Mine said a million was the going rate but she'd prefer it if I didn't pay it

----------


## mrsquirrel

My advice is to wait until  she is too old to get another man easily and then demand that they pay you.

----------


## Marmite the Dog

If I bought my wife, I'd expect her to do as she's bloody told and not give me any lip.

If a woman wants to be with me because of my charm, wit and beer belly, then I needn't worry about buying her.

----------


## Little Chuchok

^ Couldn't of put it better myself.

----------


## dirtydog

> My wife on the otherhand turned down two offers of marriage thus making her somewhat the black sheep of the family,* so as I was the third they drugged her and dragged her to the alter so to speak, that soon sorted her out.*


Quite an unusual story nick  :Smile:

----------


## hillbilly

> If a woman wants to be with me because of my charm, wit and beer belly, then I needn't worry about buying her.

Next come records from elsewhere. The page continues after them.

PR #1032, opened 2025-01-15
[CombineStridedOps] Generalize dimension checking

jtuyls:
This PR generalizes dimension checking in `CombineStridedOps`. This allows difference ops to provide their own dimension checking implementation. This is needed because circular and non-circular `dma_cpy_nd` ops have different logic for checking whether the number of dimensions of the combined DMA op would exceed the available number of dimensions.

With this fix, BatchMatmul works with the `pack-peel-4-level-tiling` pipeline.

### DIFF
--- a/build_tools/ci/cpu_comparison/run.py
+++ b/build_tools/ci/cpu_comparison/run.py
@@ -708,7 +708,17 @@ class BatchMatmul(BaseMatmul):
     A test of the form batch_matmul(A,B) where A:BxMxK, B:BxKxN
     """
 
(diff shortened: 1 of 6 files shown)


yzhang93 (approved):
LGTM.

newling:
I guess this will solve https://github.com/nod-ai/iree-amd-aie/issues/1036 

What is the logic behind circular dma's being allowed unlimited dma dimensions?

newling:
> What is the logic behind circular dma's being allowed unlimited dma dimensions?

Answered privately: having unlimited is actually too lenient, but the thinking is that you can unlimited dimensions as long as they have stride = 0 (I guess because they can all be collapsed).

My wife forced to me to write this. She wants your (friend) to call her... :Smile:

----------


## Marmite the Dog

^ If you mean GoW. Best not, eh?

----------


## kingwilly

^ i love that subtle eenglish humour!

----------


## breezer1

> Originally Posted by NickA
> 
> My wife on the otherhand turned down two offers of marriage thus making her somewhat the black sheep of the family,* so as I was the third they drugged her and dragged her to the alter so to speak, that soon sorted her out.*
> 
> 
> Quite an unusual story nick


 
Sad people  :Mad:

----------


## stroller

Another w ay of looking at the sinsot is that it's the first (and often only) advance payment for a divorce, if that makes one feel better about parting with the money...

----------


## breezer1

Yeah sinsot is just the first of many times of going to your bank to give thai wifeys family money  :saythat:

----------


## ADare

I am getting married in Feb of this year and my girlfriend is asking for ! million as a sin sot. She is over forty, divorced and has one daughter 13 years of age. She is also asking for my parents to bring money with them, to give as a gift on our marrage.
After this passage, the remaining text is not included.